Text-guided Legal Knowledge Graph Reasoning
- URL: http://arxiv.org/abs/2104.02284v1
- Date: Tue, 6 Apr 2021 04:42:56 GMT
- Title: Text-guided Legal Knowledge Graph Reasoning
- Authors: Luoqiu Li, Zhen Bi, Hongbin Ye, Shumin Deng, Hui Chen, Huaixiao Tou,
Ningyu Zhang, Huajun Chen
- Abstract summary: We propose a novel legal application of legal provision prediction (LPP), which aims to predict the related legal provisions of affairs.
We collect amounts of real-world legal provision data from the Guangdong government service website and construct a legal dataset called LegalLPP.

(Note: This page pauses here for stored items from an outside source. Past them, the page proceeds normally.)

PR #935, opened 2023-01-25
Fix generated C code for offset between 2 array slots

tuxji:
The C code generator interpolates an ElementBase instead of a String into the computation for the offset between 2 array slots, which can result in a namespace prefix being printed as well as the local name, causing the C compiler to issue an error about the semi-colon.

CodeGeneratorState.scala: Rename addArrayImplementation's parameter from "e" to "elem".  Define a local constant String value "e" with the elem's local name.  Keep interpolating $e into the computation.

DAFFODIL-2777


stevedlawrence (approved):
+1

PR #936, opened 2023-01-26
Only add positionally required separators for arrays with occursCountKind="implicit"

stevedlawrence:
If a schema has a separated array/optional with occursCountKind as fixed or expression, then we currently always unparse maxOccurs separators even if there were less than maxOccurs instances in the infoset. This is incorrect--we should only output a separator for each instance in the infoset and no more, regardless of the value of min/maxOccurs. Only with occursCountKind set to implicit should min/maxOccurs be taken into account when unparsing positionally required separators.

- Score: 11.089663225933412
- License: http://arxiv.org/licenses/nonexclusive-distrib/1.0/
- Abstract: Recent years have witnessed the prosperity of legal artificial intelligence
with the development of technologies. In this paper, we propose a novel legal
application of legal provision prediction (LPP), which aims to predict the
related legal provisions of affairs. We formulate this task as a challenging
knowledge graph completion problem, which requires not only text understanding
but also graph reasoning. To this end, we propose a novel text-guided graph
reasoning approach. We collect amounts of real-world legal provision data from
the Guangdong government service website and construct a legal dataset called
LegalLPP. Extensive experimental results on the dataset show that our approach
achieves better performance compared with baselines. The code and dataset are
available in \url{https://github.com/zjunlp/LegalPP} for reproducibility.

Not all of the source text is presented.